Background information
- Born: Nima Varasteh February 5, 1979
- Origin: Tehran, Iran
- Died: May 19, 2014 (aged 35)
- Genre: Pop music
- Occupations: Musician, record producer
- Instruments: Violin, piano, organ, synthesizer
- Years active: 2000–2014

= Nima Varasteh =

Iranian musician (1979–2014)

Nima Varasteh نیما وارسته (5 February 1979 – 19 May 2014) was an Iranian composer, arranger, and musician. Varasteh was one of the first individuals to set up a digital studio in Iran.

== Life and education ==
Nima Varasteh was born on 5 February 1979 in Tehran. He held a master's degree in mechanical engineering. At the insistence of his grandmother, he started learning the violin at the age of eight. He later learned to play instruments such as the piano, organ, and synthesizer.

== Career ==
Varasteh established Avalin Khaneye Honar Studio, which, at the time, was considered one of the best studios in the country for quality and sound output. He was among the first to open a digital studio in Iran. He was a close friend of Benyamin Bahadri, Farid Ahmadi and Hamid Askari. He arranged Benyamin's 85 album in his own studio. Following his death, a video of him playing in a Benyamin Bahadri's concert achieved a record of one million downloads on the "musicema" website.

== Years of activity and works ==
His notable works include the recording of the album "until infinity..." by the Aryan group, the recording mixing, and mastering of Benyamin's 85 album, and serving as the violinist and synthesizer player on several albums.

His first recorded activity was arranging a single from the album "Hamshahri Khobam" in 2000, which featured the voice of Samin Vatandoust. In 2002, he participated in a concert of Saat group as a violinist.

== Collaborations ==
Throughout his artistic career, Nima Varasteh collaborated with a large number of pop music artists. His work included playing the violin with the Aryan Group, arranging albums for singers such as Hamid Askari, Khashayar E'temadi, Payam Salehi, Vahid Hamed, Mohsen Hemmati, Sohrab Pakzad, Amir Tabari, Ali Hosseinzadeh, Farhad Javaher Kalam, and Sami Yusuf. Additionally, he conducted the concert orchestras for Hamid Askari and Benyamin Bahadori, among others.

His last activity was attending Benyamin Bahadri's concert, held at Milad International Exhibition Hall.

== Death and legacy ==
According to Dariush Salehpour, one of Varasteh's neighbors contacted him late one night to inform him that Varastehhad an accident in the swimming pool due to a lack of air, which apparently resulted in heart failure.

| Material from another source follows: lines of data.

PR #1266, opened 2024-06-25
Update readCAPYTAINE.m to keep 1st wave direction for multiple wave headings

cckimball:
When a custom Capytaine script is run with multiple wave headings (i.e. not using 'call_capytaine'), the added mass and radiation damping coefficients may create matrices with repeating values in the 4th matrix dimension (for wave direction). Since these are repeated, identical values regardless of wave direction, only the first set is required. The unnecessary addition(s) to the matrix causes issues in the remaining BEMIO function files (radiationIRF, excitationIRF, writeBEMIOH5) if left intact. 

These changes make space in the matrix for the 4th dimension, and then preserve the first case for both the added mass and radiation damping coefficients.


cckimball:
Sync issue, will open again.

Arjamand, the director general of the music office, was the first speaker at the funeral ceremony. The memorial ceremony on the third day of his death was held in Noor Mosque in Fatemi Square, attended by figures such as Benyamin Bahadori and Hamid Askari.

== Dedicated to the memory ==

- Hamid Askari held a concert in Rasht in memory of Nima Varasteh.
- Musicema dedicated a statue in Varasteh's name during the second annual celebration.
- Benyamin Bahadori held a concert in memory of Nima Varasteh.
- The album "Galaxies" was unveiled at Varasteh's gravesite (he was in charge of arranging two tracks on the album).